▶ [ENTRIES PROVIDED]
PR #146, opened 2022-09-30
client: only pass CPU_FSTAB to cpud

rminnich:
cpu has been able to pass an fstab in CPU_FSTAB for a while.

This led to having two ways to specify a namespace to cpud: CPU_NAMESPACE and CPU_FSTAB.

We can simplify this, and simplify cpud, by having the client parse the namespace and add it to CPU_FSTAB.

Further, if the client parses the contents of -namespace for errors, feedback for bad values is much more
immediate.

This change:
o implements parsing the namespace to CPU_FSTAB
o concatenating it at the end of a user-specified
  fstab file (if any)
o NOT passing CPU_NAMESPACE to cpud

If this works, the next step is to remove CPU_NAMESPACE support from cpud, thereby simplifying it.

The namespace switch will be preserved for the client, because it is very convenient.


client/client.go
```diff
@@ -567,14 +567,23 @@ func DsLookup(query dsQuery) (string, string, error) {
 // Dial implements ssh.Dial for cpu.
 // Additionaly, if Cmd.Root is not "", it
 // starts up a server for 9p requests.
+// Note that any bind parsing is deferred until this point,
```
brho, line 291: i guess Dial() is the first thing called after the cmd args parsing?  wonder if there's a more explicit "finished with args" function we can call, in case later on we do something between the arg parsing and Dial.

client/fns.go
```diff
@@ -252,3 +252,69 @@ func (c *Cmd) Outputs() ([]bytes.Buffer, error) {
 	}
 	return r[:], nil
 }
+
+// parseBinds parses a CPU_NAMESPACE-style string to a
+// an fstab format string. It is not intended to be called
+// outside this package, because it is sensitive to values
+// in the Cmd struct (e.g. c.TmpMnt) and users might set things
```
brho, line 259: is this bit about c.TmpMnt still true?  since you're passing in TmpMnt as a string, and not as 'c' directly.  regardless, keeping it in this package makes sense to me.

client/fns.go
```diff
@@ -252,3 +252,69 @@ func (c *Cmd) Outputs() ([]bytes.Buffer, error) {
...
+		if len(local) == 0 {
+			return fstab, fmt.Errorf("bind: element %d(%q): local is 0 length:%w", i, bind, strconv.ErrSyntax)
+		}
+		if len(remote) == 0 {
+			return fstab, fmt.Errorf("bind: element %d(%q): remote is 0 length:%w", i, bind, strconv.ErrSyntax)
+		}
+
+		// The convention is that the remote side is relative to filepath.Join(c.TmpMnt, "cpu")
+		// and the left side is taken exactly as written. Further, recall that in bind mounts, the
+		// remote side is the "device", and the local side is the "target."
```
brho, line 303: i always find this remote vs local confusing.  i guess "device" is the machine with the keyboard and terminal, where cpu runs?

client/fns_test.go
```diff
@@ -34,3 +34,50 @@ func TestVsockIdPort(t *testing.T) {
 		}
 	}
 }
+
+func TestParseBinds(t *testing.T) {
+	for _, tt := range []struct {
+		namespace string
+		fstab     string
```
brho: minor, but it might be easier to read the tests if fstab was last?

client/client.go
rminnich: I figure Dial is safe, it basically means "time to talk to cpud" and that's a good time to assemble the environment variables.

client/fns.go
rminnich: I thought about changing this, but I decided to leave it, as it kind of points back to the reason.

client/fns.go
rminnich: it's confusing. Are there better words? We could even use the words client and cpud if that would be better?

client/fns_test.go
rminnich: yes. It would. Will fix.

client/fns.go
brho: not sure tbh.  =)

brho (approved):

PR #151, opened 2022-10-01
Refactor dns-sd into its own module and cmds

ericvh:
This patch refactors dns-sd to seperate it a bit more from mainline cpu.

The dns-sd code is now in a ds module.  There is now a dcpu and dcpud command line which incorporate the dns-sd functionality.

I've also added a docker-based integration test in TESTDOCKERCPU which tests both the original cpu/cpud and tests dcpu/dcpud.


ericvh:
@rminnich asked to revert previous dnssd patch sets and resubmit clean.

PR #184, opened 2022-12-20
mount: allow bind-mounting a file to a file

Lencerf:
A user may want to bring `/etc` to a remote machine except `/etc/resolv.conf`, since it may contains `nameserver 127.0.0.1` if the user has used dnsmasq. In that case, the user can add the following line to fstab:
```
/tmp/local/etc/resolv.conf /etc/resolv.conf none defaults,bind 0 0
```
to use the original dns config on the remote machine.

### DIFF
--- a/mount/mount.go
+++ b/mount/mount.go
@@ -11,6 +11,7 @@ import (
 	"bufio"
 	"fmt"
 	"os"
+	"path"
 	"strings"
 
 	"github.com/hashicorp/go-multierror"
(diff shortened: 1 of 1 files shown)


mount/mount.go
```diff
@@ -61,11 +62,35 @@ func mount(m mounter, fstab string) error {
...
+		if src, e := os.Stat(dev); e == nil && !src.IsDir() && flags&unix.MS_BIND != 0 {
+			// Source dev is a file and we are going to do a bind mount.
+			if target, e := os.Stat(where); e != nil {
+				// Destination does not exist, so we are going to create an empty file.
+				if e := os.MkdirAll(path.Dir(where), 0666); e != nil {
+					// Creation failed.
+					err = multierror.Append(err, fmt.Errorf("cannot create dir %s: %s", path.Dir(where), e))
+					continue
+				}
+				if f, e := os.Create(where); err != nil {
```
rminnich: I think just using os.WriteFile(where, []byte{}, 0666) or some standard mode would be easier. It's best not to ignore errors from close anyway ...

rminnich (approved):
one comment but it's up to you.

mount/mount.go
Lencerf: Done.

PR #188, opened 2022-12-31
Fix ds to return a slice of results

ericvh:
This patch changes Lookup to return a slice of up to n results, allowing the client to access more than one host based on sorted results from dns query.

### DIFF
--- a/ds/ds.go
+++ b/ds/ds.go
@@ -338,10 +338,6 @@ func Lookup(query dsQuery, n int) ([]*LookupResult, error) {
 		respCh <- nil
 	}()
 
-	if err != nil {
-		return nil, err
-	}
-
 	for {
 		e := <-respCh
 		if e == nil {
@@ -351,7 +347,7 @@ func Lookup(query dsQuery, n int) ([]*LookupResult, error) {
 	}
 
 	if len(responses) == 0 {
-		return nil, fmt.Errorf("dnssd found no suitable service")
+		return nil, fmt.Errorf("dnssd found no suitable service %w", err)
 	}
 
 	dsSort(query.Text, responses)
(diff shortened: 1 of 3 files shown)


ds/ds.go
```diff
@@ -333,7 +339,7 @@ func Lookup(query dsQuery) (string, string, error) {
 	}()
 
 	if err != nil {
-		return "", "", fmt.Errorf("dnssd failed: %w", err)
+		return nil, err
 	}
 
 	for {
```
rminnich, line 341: so the way that is common here ... 
reader of LookupResult
for e := range <- respCh {
responses = ...append(...)
}

no testing for nil: producer of responses is supposed to count the number needed and close the channel when done.

On the writer side, it simply writes to the chan, and closes it when done.

see this for an example.

https://go.dev/play/p/AhR__tFPcrT

I do several mean things there: make the chan too small for the write loop, and don't dequeue all the entries on the read side, it works out ok. The default in the select handles the case that the chan can't be written to.

this removes your nil test, and will ensure the chan is closed and we don't leak goroutines and so on.

so the reader takes what the writer sends.
on the writer side, it would run 

anyway, nemo had his own go dialect where readers could close chans, but that we do not have.


I dunno, do I need the select ?I thought I did but maybe not.

ericvh: So I was trying to do a minimal change to the Lookup code to get you your slice -- it is quite possible there was something wrong in the original Lookup code.  Looking at the flow, that error check is likely useless and probably needs to go away -- if there is an error, respChan will get a nil which will break the for loop and then we can check err on the other side if we like and report something more useful than "no suitable service" which would likely be the default.

Otherwise since we are spawning the goroutine with with a ctxt, I guess I figured the context timeout would clean up anything lingering....

ericvh: okay, I've removed the vestigial error in the patch update.

rminnich (approved):
I'm looking forward to using this!

PR #195, opened 2023-01-18
cpu: forward SIGINT/SIGTERM to remote commands

Lencerf:

### DIFF
--- a/cmds/cpu/cpu.go
+++ b/cmds/cpu/cpu.go
@@ -12,8 +12,10 @@ import (
 	"io/ioutil"
 	"log"
 	"os"
+	"os/signal"
 	"path/filepath"
 	"strings"
+	"syscall"
 
 	// We use this ssh because it implements port redirection.
 	// It can not, however, unpack password-protected keys yet.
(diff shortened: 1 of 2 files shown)


cmds/cpu/cpu.go
```diff
@@ -149,17 +159,50 @@ func newCPU(host string, args ...string) error {
...
+	defer close(errChan)
+
+	go func() {
+		verbose("start")
+		if err := c.Start(); err != nil {
+			errChan <- fmt.Errorf("Start: %v", err)
+			return
+		}
+		verbose("wait")
+		if err := c.Wait(); err != nil {
```
rminnich: another way to do this:
errChan <- c.Wait()
has the same effect.

cmds/cpu/cpu.go
```diff
@@ -149,17 +159,50 @@ func newCPU(host string, args ...string) error {
...
+			var sigErr error
+			switch sig {
+			case syscall.SIGINT:
+				sigErr = c.Signal(ossh.SIGINT)
+			case syscall.SIGTERM:
+				sigErr = c.Signal(ossh.SIGTERM)
+			}
+			verbose("signal %v sent to %q", sig, c.Args[0])
+			if sigErr != nil {
+				err = fmt.Errorf("sending %v to %q: %v", sig, c.Args[0], sigErr)
```
rminnich: I would argue that we should not quit here, log an error and continue?

server/server.go
```diff
@@ -62,6 +62,23 @@ func handler(s ssh.Session) {
...
 	cmd := command(a[0], a[1:]...)
+
+	sigChan := make(chan ssh.Signal, 1)
+	defer close(sigChan)
+	s.Signals(sigChan)
+	go func() {
+		for signal := range sigChan {
+			switch signal {
+			case ssh.SIGTERM:
+				cmd.Process.Signal(syscall.SIGTERM)
```
rminnich: should we check for an error here?

Lencerf: Done

cmds/cpu/cpu.go
Lencerf: Done.

cmds/cpu/cpu.go
Lencerf: Done.

rminnich (approved):

PR #198, opened 2023-02-02
session:Use ip6 and ip4 loopback address, not "localhost"

rminnich:
We had moved to using the name "localhost", since at some sites, only ip6 or ip4 protocols are not provided, and, hence, using the name localhost allowed setting a preference.

cpu should be able to function with missing or damaged host files, however.

Change the Dial code in session to use the two well known ip loopback address, ::1, and 127.0.0.1, in that order.


ericvh (approved):
Can confirm that this does seem to solve the problem I was having (sorry it to so long to double check -- was a bit convoluted to get the patch into my build flow).

PR #210, opened 2023-04-22
cpud: remove CPU_NAMESPACE

Lencerf:
This commit follows 0de8d08 ("client: only pass CPU_FSTAB to cpud") and removes all CPU_NAMESPACE related codes from the cpud side.


rminnich (approved):
very nice, we needed to do this for a long time now.

PR #211, opened 2023-04-22
session: remove cpu related env

Lencerf:
CPU_FSTAB and CPU_TMPMNT are only used by cpud. Hide them from the actual command.


rminnich (commented):
I'm not so sure I like this, because in debugging I use these values. Is this fixing a known problem?

PR #212, opened 2023-04-23
p9cpu: implement rpc server methods

Lencerf:
Add a new dummy Server struct which will implement the actual cpu server logic.


p9cpu/crates/libp9cpu/src/server.rs
```diff
@@ -0,0 +1,73 @@
+use crate::cmd;
+use async_trait::async_trait;
+use futures::Stream;
+use thiserror::Error;
+use tokio::sync::mpsc;
+use tokio_stream::wrappers::ReceiverStream;
+
+#[async_trait]
+pub trait P9cpuServerT {
```
rminnich, line 9: Is the T suffix now a standard? It seems a bit awkward.

rminnich (approved):

rminnich (approved):

p9cpu/crates/libp9cpu/src/server.rs
Lencerf: No. I see some discussions but No standard yet https://github.com/rust-lang/api-guidelines/discussions/28.

PR #215, opened 2023-04-27
Client can not specify command

rminnich:
also includes a fix.

### DIFF
--- a/server/server.go
+++ b/server/server.go
@@ -62,7 +62,7 @@ func errval(err error) error {
 func handler(s ssh.Session) {
 	a := s.Command()
 	verbose("handler: cmd is %q", a)
-	cmd := command(a[0], a[1:]...)
+	cmd := command("cpud", append([]string{"-remote"}, a...)...)
 
 	sigChan := make(chan ssh.Signal, 1)
 	defer close(sigChan)
--- a/server/server.go
+++ b/server/server.go
@@ -59,10 +59,10 @@ func errval(err error) error {
 	return err
 }
 
-func handler(s ssh.Session) {
+func handler(s ssh.Session, cpud string) {
 	a := s.Command()
 	verbose("handler: cmd is %q", a)
-	cmd := command("cpud", append([]string{"-remote"}, a...)...)
+	cmd := command(cpud, append([]string{"-remote"}, a...)...)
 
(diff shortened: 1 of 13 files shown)


server/server.go
```diff
@@ -62,7 +62,7 @@ func errval(err error) error {
 func handler(s ssh.Session) {
 	a := s.Command()
 	verbose("handler: cmd is %q", a)
-	cmd := command(a[0], a[1:]...)
+	cmd := command("cpud", append([]string{"-remote"}, a...)...)
```
Lencerf: How about using `os.Args[0]` instead of `cpud`?

rminnich: Let me think on that. I am not sure. I can see reasons for both paths.

rminnich: e.g., what if we started cpud as /init, but we really want to run with argv[0] = cpud. but, yeah, I'm tempted to like this idea, but ... hmm, hmm, hmmm, hmmmmmmmm, not sure.

brho: from a debugging/hacking perspective, if i was trying something out and renamed my new version "cpud-new", but then it turns out it was calling the original cpud that was still in $PATH, i'd be gouging my eyeballs out.

ericvh: yeah - I was just trying out the debugging use case like the other day.

Lencerf: If we have `/init` linked to `/bin/cpud`, and start the cpud server as `/init`, when cpud starts the `-remote` subprocess, we will have `/init -remote <....>`, which will still work correctly.

rminnich: I think I'd like to stick with cpud as the name to exec instead of argv[0]. But I can't quite tell from comments what brho and eric think. This allows playing with PATH and namespaces to get a new cpud from the server. But it's definitely not a clear decision.

Lencerf: `server` is a package and both `cpud` and `decpud` use it. If someone uses `decpu` to talk to `decpud`, the `decpud` server will end up invoking `cpud` to launch a task.

rminnich: yeah. That's another concern.

rminnich:
ok, look at this. I was not comfortable having a package blindly use os.Args

Lencerf (approved):

PR #216, opened 2023-04-27
p9cpu: implememnt rpc-based cpu cli

Lencerf:


p9cpu/crates/libp9cpu/src/lib.rs
```diff
@@ -33,3 +35,40 @@ where
         }
     }
 }
+
+pub const NINEP_MOUNT: &str = "mnt9p";
+pub const LOCAL_ROOT_MOUNT: &str = "local";
+
+pub fn parse_namespace(namespace: &str, tmp_mnt: &str) -> Vec<cmd::FsTab> {
```
rminnich, line 42: do we need this any more?

p9cpu/crates/p9cpu/src/p9cpu.rs
```diff
@@ -40,7 +45,43 @@ struct Args {
...
+            args.port,
+        )),
+        Net::Unix => libp9cpu::Addr::Uds(args.host),
+        Net::Tcp => libp9cpu::Addr::Tcp(format!("{}:{}", args.host, args.port).parse()?),
+    };
+
+    if args.tmp_mnt.is_empty() {
+        bail!("`tmp_mnt` cannot be empty");
+    }
+    let mut fs_tab_lines = parse_namespace(&args.namespace, &args.tmp_mnt);
```
rminnich, line 60: I thought we were dropping namespace? Or am I missing something.

rminnich (approved):

p9cpu/crates/libp9cpu/src/lib.rs
Lencerf: This is the client side. We still provide cpu_namespace as a convenient way to specify an fstab. The client will convert the namespace to an fstab. The server side does not use namespaces.

PR #217, opened 2023-04-28
p9cpud: implement the server

Lencerf:
When a server receives a new command request, it listens on an unix domain socket, and at the same time, starts a new instance of self with flag `--launch <uds>`, the sub process connects to the uds, gets the command request, sets up the namespaces, and exec the actual command.

### DIFF
--- a/p9cpu/crates/libp9cpu/src/server.rs
+++ b/p9cpu/crates/libp9cpu/src/server.rs
@@ -1,63 +1,299 @@
+use crate::async_fd::AsyncFd;
 use crate::cmd;
 use async_trait::async_trait;
 use futures::Stream;
+use prost::Message;
+use std::fmt::{Debug, Display};
+use std::hash::Hash;
+use std::os::unix::prelude::{FromRawFd, OwnedFd};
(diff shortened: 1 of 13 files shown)


p9cpu/crates/libp9cpu/src/server.rs
```diff
@@ -1,63 +1,314 @@
...
+            return Err(Error::DuplicateId);
+        }
+        let mut handles = vec![];
+        let mut ninep_port = None;
+        if let Some((port, handle)) = ninep.write().await.take() {
+            ninep_port = Some(port);
+            handles.push(handle);
+        }
+
+        let uds_path = format!("/tmp/p9cpud-launcher-{}", &sid);
```
rminnich: is this in a private namespace?

rminnich (approved):

p9cpu/crates/libp9cpu/src/server.rs
Lencerf: In the new commit, I switched to a tcp port to avoid conflicts.

PR #230, opened 2023-08-04
client: add a union 9p server

rminnich:
The union9p server gathers provides a single 9p mount for several 9p servers.

It works much as the Plan 9 namespaces work. Callers specify a set of names. On Walk, the names are matched against the names in the Walk, and the first match is used for the Walk.

As in Plan 9, the entire Walk request is sent to the server once a match hits, not a portion.
i.e., if a the Walk is to "home", "rminnich", and there is an entry for
home
Then the matching server will receive "home", "rminnich", not just "rminnich"

### DIFF
--- a/client/union9p.go
+++ b/client/union9p.go
@@ -1,0 +1,396 @@
+// Copyright 2018 The gVisor Authors.
+//
+// Licensed under the Apache License, Version 2.0 (the "License");
+// you may not use this file except in compliance with the License.
+// You may obtain a copy of the License at
+//
+//     http://www.apache.org/licenses/LICENSE-2.0
+//
+// Unless required by applicable law or agreed to in writing, software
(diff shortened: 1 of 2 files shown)


Lencerf (approved):

brho (commented):
regarding the comment:
```
i.e., if a the Walk is to "home", "rminnich", and there is an entry for
home Then the matching server will receive "home", "rminnich", not just
"rminnich"
```
does that mean if (in plan 9) i bind some server to /secret-path-name/, then do a walk /secret-path-name/server-file, that the server sees "secret-path-name"?  i though the server would only see a walk from its "/"

though i do agree that if you did a walk to /secret-path-name/multi/directory/walk, that the server would see all of "/multi/directory/walk".

PR #231, opened 2023-08-05
Let callers provide an p9.Attacher

rminnich:
This is preparing for serving from a flattened docker container

Also, export CPU9P, external users will need it.

### DIFF
--- a/client/client.go
+++ b/client/client.go
@@ -16,6 +16,7 @@ import (
 	"strings"
 	"time"
 
+	"github.com/hugelgupf/p9/p9"
 	"github.com/mdlayher/vsock"
 	"github.com/u-root/u-root/pkg/termios"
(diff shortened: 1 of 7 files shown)


rminnich:
This is for sidecore, which is working. It is the next in a series of changes. Almost there.

client/client.go
```diff
@@ -142,6 +144,16 @@ func Command(host string, args ...string) *Cmd {
 // Set is the type of function used to set options in SetOptions.
 type Set func(*Cmd) error
 
+// WithServer allows setting custom 9P servers.
+// One use: should users with to serve from a flattened
```
brho: s/with/wish/

brho (approved):

client/client.go
rminnich: fixed, thanks, PTAL.

PR #1048, opened 2022-09-28
feat(helm): s3 configuration can be loaded from configmap

iainsproat:
## Description & motivation

Currently, when deploying a new cluster the s3 compatible storage must first be created and then the values entered into the helm chart. For deployment tooling used to create s3 compatible storage, such as Terraform, the templating of helm charts can be difficult and so is often avoided. This limitation currently requires manual intervention to copy the values of the s3 compatible storage from the deployment tooling into the helm chart. 

This PR enables variables for s3's configuration to be read by the Helm Chart from an existing configmap. This is similar to how Secrets are handled. This allows deployment tooling, such as Terraform or CloudFormation, to dynamically create an s3 bucket and then create a ConfigMap with the necessary values. This decouples the cluster deployment from the helm release, and reduces the need for manual intervention.

## Validation of changes:

This was tested in the following situations:
- deployed the Helm Chart with previous values.yaml file (i.e. `s3.configMap.enabled: false`, and `s3.endpoint` etc. set to value values). ✅
- deployed a ConfigMap with valid values, and upgraded the Helm release. The Helm Release's values were amended in the upgrade to reference the ConfigMap (i.e. `s3.configMap.enabled: true`, `s3.configMap.name` set correctly, and `s3.endpoint` etc. set to empty values) ✅
- deployed a fresh Helm release in a new namespace which referenced the ConfigMap. (i.e. `s3.configMap.enabled: true`, `s3.configMap.name` set correctly, and `s3.endpoint` etc. set to empty values) ✅

## Checklist:

### DIFF
--- a/utils/helm/speckle-server/values.schema.json
+++ b/utils/helm/speckle-server/values.schema.json
@@ -121,12 +121,12 @@
             "secretName": {
               "type": "string",
               "description": "Required. A secret containing the full connection string to the Postgres database (e.g. in format of `protocol://username:password@host:port/database`) stored within the Kubernetes cluster as an opaque Kubernetes Secret. Ref: https://kubernetes.io/docs/concepts/configuration/secret/#opaque-secrets",
-              "default": "server-vars"
+              "default": ""
             },
             "secretKey": {
               "type": "string",
               "description": "Required. The key within the Kubernetes Secret holding the connection string.",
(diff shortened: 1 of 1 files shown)


gjedlicska:
Why did you remove all the baked in default values?

gjedlicska (approved):

PR #1061, opened 2022-10-01
feat(frontend): adds missing appnames and colors

teocomi:
Adds missing appnames and colors


fabis94 (approved):
@teocomi If `apps` would be an object keyed by `name`, you wouldn't need to loop over all items and you could just do `apps[appname]`. That said - considering the size of the collection, the performance difference is negligible so it's also fine the way it is.

teocomi:
Thanks, @fabis94 , the thing is that the appnames we get don't always match exactly the hardcoded ones, that's why we need to loop through them anyways and use `appname.includes()`

PR #1073, opened 2022-10-04
added dos2unix to frontend dockerfile to avoid problems on windows wi…

flecheria:
…th nginx/docker-entrypoint.sh

### DIFF
--- a/docker-compose-deps.yml
+++ b/docker-compose-deps.yml
@@ -63,6 +63,9 @@ services:
 volumes:
   postgres-data:
   redis-data:
+  minio-data:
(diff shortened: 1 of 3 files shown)


flecheria:
Hi
yes, the problem was that docker on windows throw an error that basically said that the docker-entrypoint.sh was not inside the folder, but instead it was present.
I notice many times before the same kind of problem, and basically it happens when docker find an incorrect and of line, dos2unix solve the problem and is a best practice that I use very often on my deployments.

I have to sync the repository and try the push?

Issue #1094, opened 2022-10-10
Expanding some fields on the viewer sidebar freezes the tab:


AlanRynne:
From this commit: https://speckle.xyz/streams/f0532359ac/commits/98678e2a3d

When expanding the `@blocks` property on the commit object, the whole tab freezes as if it were waiting for something to load, but in my case it never came back... 🥶

This can be reproduced also with the `__closure` property in that same commit, but in that case it does come back after several seconds frozen.

@didimitrie said something on discord about this being possibly caused by our _"eager hover effect"_, which I guess @fabis94 or @AlexandruPopovici would know what it means 😅

Dim's note: this needs investigation - i suspect it's to do with the frontend telling the viewer to highlight a lot of objects at once, but unsure! 

![2022-10-10 09 30 39](https://user-images.githubusercontent.com/2316535/194820854-d6751b07-b5de-42c7-acf0-5eb8bd87c1ea.gif)

fabis94:
As discussed with Dim, this is more of a @speckle/viewer issue than a @speckle/frontend issue, so it will have to be look at and optimized by Dim or Alex. Moving back to Backlog!

AlexandruPopovici:
@fabis94  @didimitrie  Cool, I'll have a look. Did you guys find out what frontend operation is making the viewer hang?

fabis94:
@AlexandruPopovici It's FilteringManager:highlightObjects(), it triggers a lot of walking in three.js (Dim will know more)

AlexandruPopovici:
Addressed here: https://github.com/specklesystems/speckle-server/pull/1133
Filtering can still be slow in very dense streams, but speeding it up further will require a more general solution

PR #1133, opened 2022-10-21
Removing redundancy from filtering

AlexandruPopovici:
## Description & motivation
When dealing with streams holding a large number of objects, filtering gets very slow. The main reason for this is the large redundancy we currently have in working with the stream's data tree. This pull request aims at reducing some of that redundancy.
#1094 Signals such a case where the data tree is dense and filtering is very slow

## Changes:
- Removed a lot of redundant walks inside the `populateGenericState `function of the `FilteringManager`. There is still some redundancy left, but I think that fixing that will require a more general solution.
- **Speedup X6** for the particular case reported in #1094

## Checklist:


didimitrie:
I suspect I am doing similar crappy things in other parts of the filtering manager!

didimitrie (approved):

▶ [INSTRUCTIONS FOR THE TASK]
Go through the records above and copy each line where "needs" is found.

▶ [SOLUTION TO THE EXERCISE]
ericvh: So I was trying to do a minimal change to the Lookup code to get you your slice -- it is quite possible there was something wrong in the original Lookup code.  Looking at the flow, that error check is likely useless and probably needs to go away -- if there is an error, respChan will get a nil which will break the for loop and then we can check err on the other side if we like and report something more useful than "no suitable service" which would likely be the default.
Dim's note: this needs investigation - i suspect it's to do with the frontend telling the viewer to highlight a lot of objects at once, but unsure! 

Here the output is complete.